This is a Monster Box per member, at today's costs of about $13,000 per box (500 X $27). 
Note: The $27 is the current street value (with broker's fees) to get physical in one day.
Each box should later be worth between $250,000 and $1 Million. 
This should help your family get a great start after the chaos.

You should never have to sell the silver as you can borrow against a few coins for what you need.


----------



## Redneck (Oct 6, 2016)

keith9365 said:


> How much silver or gold should you have on hand?


I don't have any but would be interested in why someone would need some.

I do prep for a collapse of government/society. But I just don't see how having some shiny coins or bars would help when needing food or some other commodity. Not like you can eat it and who determines the value? At what point would it have some real value? Would you have starved by then?

In my book, at the point our currency collapses, I think I'd rather have thousands of pounds of food in storage and hundreds of pounds of seed, that some shiny metal. But no one ever said I was the sharpest tool in the shed, so I'd like to be convinced.


----------



## jimcosta (Jun 11, 2017)

********: * It is not needed and you are right.

But some folks have assets now that can be redirected for a safer return after the chaos - better rich than poor.


----------



## Redneck (Oct 6, 2016)

jimcosta said:


> ********: * It is not needed and you are right.
> 
> But some folks have assets now that can be redirected for a safer return after the chaos - better rich than poor.

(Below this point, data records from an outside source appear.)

PR #2726, opened 2025-02-18
Fix UI/popups background color to use the one set in settings.ini

themrleon:
Fix most of the UI/popups backdrop/dim that was supposed to be based on the `DimAlphaStrength` property from the `settings.ini` file, also fix the inconsistency with the "Rest" screen that has black background. Here some examples of **before and after based on the default 50% dim**:

image1912

This PR would also allow mods to expose this setting so players can choose between 0% and 100% dim via mod settings. 

This is specially useful when there are lots of text and buttons on UI stacked at same time like in the map travel scenario (2nd example).

### DIFF
--- a/Assets/Scripts/Game/EnemyAttack.cs
+++ b/Assets/Scripts/Game/EnemyAttack.cs
@@ -278,7 +278,7 @@ namespace DaggerfallWorkshop.Game
 
                         DaggerfallMessageBox messageBox = new DaggerfallMessageBox(DaggerfallUI.UIManager);
                         messageBox.SetTextTokens(DaggerfallUnity.Instance.TextProvider.GetRSCTokens(doYouSurrenderToGuardsTextID));
-                        messageBox.ParentPanel.BackgroundColor = Color.clear;
+                        messageBox.ParentPanel.BackgroundColor = new Color(0, 0, 0, DaggerfallUnity.Settings.DimAlphaStrength);
                         messageBox.AddButton(DaggerfallMessageBox.MessageBoxButtons.Yes);
                         messageBox.AddButton(DaggerfallMessageBox.MessageBoxButtons.No);
                         messageBox.OnButtonClick += SurrenderToGuardsDialogue_OnButtonClick;
--- a/Assets/Scripts/Game/Questing/QuestMachine.cs
+++ b/Assets/Scripts/Game/Questing/QuestMachine.cs
@@ -904,7 +904,7 @@ namespace DaggerfallWorkshop.Game.Questing
             DaggerfallMessageBox messageBox = new DaggerfallMessageBox(DaggerfallUI.UIManager, DaggerfallMessageBox.CommonMessageBoxButtons.YesNo, tokens);
             messageBox.ClickAnywhereToClose = false;
             messageBox.AllowCancel = false;
-            messageBox.ParentPanel.BackgroundColor = Color.clear;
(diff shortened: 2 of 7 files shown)


KABoissonneault:
# Context

I'm trying to piece the history of this feature.

The setting was added in here: https://github.com/Interkarma/daggerfall-unity/commit/2d57b9f942a7f3e59e7440a368d55464448642c6#diff-8f948b53959f0fb4d0b4b9db7dac6e54689d035b1134df89cddeb4e9dc86d9adR95
This was intended as the screen dim alpha for DaggerfallPopupWindow. 

After, some changelist changed it so it's only the default value, allowing derived classes to not depend on the setting at all: https://github.com/Interkarma/daggerfall-unity/commit/3a2f6ffd18ab783fa8173ca0671b63a5cbd36401

This was finally fully removed in this changelist by Interkarma: https://github.com/Interkarma/daggerfall-unity/commit/15eddf3416e6041b03c4615b14b5aee09d9f9a77

The justification in the commit is: "Using a RenderTexture with GUI.DrawTexture() means that for now any alpha blends are not additive."

Not saying anything as to whether this feature should be restored, I'm just trying to get the context. 

We're still relying on GUI.DrawTexture, so the issue might still apply, even though I'm not certain what the concern even is. Maybe @Interkarma remembers any of this.

# My analysis

1. I generally appreciate the dim on popups, and historically DFU has not implemented all of the ones the original game had (the spellmaker was missing it until this PR https://github.com/Interkarma/daggerfall-unity/pull/2532 )
2. I don't think the Rest screen should use the same value as the rest of the popups. The base DF expectation is that the Rest screen is fully opaque while the others mostly transparent. 
3. In part because of the above issue, I'm not sure having this feature as a single global INI config value. I feel like this is the responsibility of a UI mod to add general "polish" 

I'd be more satisfied with a solution that:
1) does not touch the Rest window (let a mod choose whether this should allow transparency at all) 
2) uses a solution that applies universally for all existing dims (ex: DaggerfallEffectSettingsEditorWindow)

Interkarma:
>This was finally fully removed in this changelist by Interkarma: https://github.com/Interkarma/daggerfall-unity/commit/15eddf3416e6041b03c4615b14b5aee09d9f9a77

Key Kab! For some context around this change at the time in 2018, I was supporting InconsolableCellist working on a VR mod for DFU (start [here](https://forums.dfworkshop.net/viewtopic.php?p=13070#p13070) in forum topic).

In VR mode, the UI needs to be projected into the game world, e.g. onto a quad rect in front of player's face, for the user to point at with motion tracking controllers. The UI required a little refactoring to make this possible, as at the time it simply drew the UI directly on top game viewport after everything else. Search other changes made around May-Jul 2018 for more.

I can't recall the exact problem, but it reads like a compatibility problem after changing from straight GUI.DrawTexture to DrawTexture wrappers in DaggerfallUI that can change UI rendering pathway based on internal requirements. From memory, I also had to create a pathway due to differences in Mac UI rendering output - so be careful tinkering in there and make sure it's tested on all platforms.

Not sure why I didn't remove ScreenDimColor entirely, and I agree it's best to let the individual UI window or mod decide on this rather than a global setting. I likely meant to loop back to it later and forgot.

themrleon:
Thanks for the context @KABoissonneault and @Interkarma, reason I tried a PR instead of a mod is because I am not sure this can be achieved with a mod. But guess I will only stick with mods for now.

PR #2732, opened 2025-03-13
Fix: ItemData_v1.GetSaveData() also saves className now.

AncientGrief:
I added a custom DaggerfallUnityItem to the game. Works fine until I load a savegame with the item in my inventory (or in store shelves)

It's because the className is not saved and upon deserialization it will become a regular DaggerfallUnityItem with the default `UseItem`-Method and no custom icon (it will have no icon at all)

A workaround would be this (on my custom item class)
```csharp
public override ItemData_v1 GetSaveData()
{
    ItemData_v1 saveData = base.GetSaveData();
    saveData.className = GetType().ToString();
    
    return saveData;
}
```
But maybe it doesn't hurt to let DFU take care of this, because while deserializing it's already checking for `className`.

### DIFF
--- a/Assets/Scripts/Game/Items/DaggerfallUnityItem.cs
+++ b/Assets/Scripts/Game/Items/DaggerfallUnityItem.cs
@@ -813,6 +813,7 @@ namespace DaggerfallWorkshop.Game.Items
             data.timeForItemToDisappear = timeForItemToDisappear;
             data.timeHealthLeechLastUsed = timeHealthLeechLastUsed;
             data.artifactIndexBitfield = artifactIndexBitfield;
+            data.className = GetType().ToString();
 
             return data;
         }


KABoissonneault:
This is a virtual function. Derived classes are meant to override `GetSaveData()` and add the class name themselves.

Here are some mods adding items:
https://github.com/ajrb/dfunity-mods/blob/master/Archaeologists/Scripts/LocatorItem.cs#L121
https://github.com/magicono43/DFU-Mod_Repair-Tools/blob/c3ee81777e9458c14a46d6cd99471a85a4a07dc5/Scripts/ItemsRepairTools.cs#L208

A mod can already work around this issue that way, without a change to DFU.

I think there could be a way to make it easier on mods, to avoid having to do this override in every derived class. However, I am not certain about changing this behavior for existing mods, which might want to avoid setting the class name. 

I admit I am not certain why that hasn't been the solution from the start, as I cannot conceive of why someone would want the className null on their derived item. I'd rather not merge this anyway unless we can be certain no one would mind the change.

AncientGrief:
Totally fair. I just thought it was odd and cost me some time to figure out what was going on (I started modding DFU about 1.5 weeks ago, still not very familiar with the code).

Funny, I worry about surviving the chaos... not making more money if you survived.


----------



## Ragnarök (Aug 4, 2014)

If you want silver and gold to trade I would think about where you live and the population dynamics of your area. 

I personally think a couple pounds of silver is more than plenty for shtf. But it needs to be in single ounce rounds so you are flexible...multiple exchanges and easy to conceal.


----------



## Tango2X (Jul 7, 2016)

1Skrewloose,
If you invest on a gold IRA, all you will own is a piece of paper!
If you cannot hold the gold in your hand-- you don't own it!


----------



## Tango2X (Jul 7, 2016)

Some metal; should be a part of preps
After all other goods are secured


----------



## 1skrewsloose (Jun 3, 2013)

Tango2X said:


> 1Skrewloose,
> If you invest on a gold IRA, all you will own is a piece of paper!
> If you cannot hold the gold in your hand-- you don't own it!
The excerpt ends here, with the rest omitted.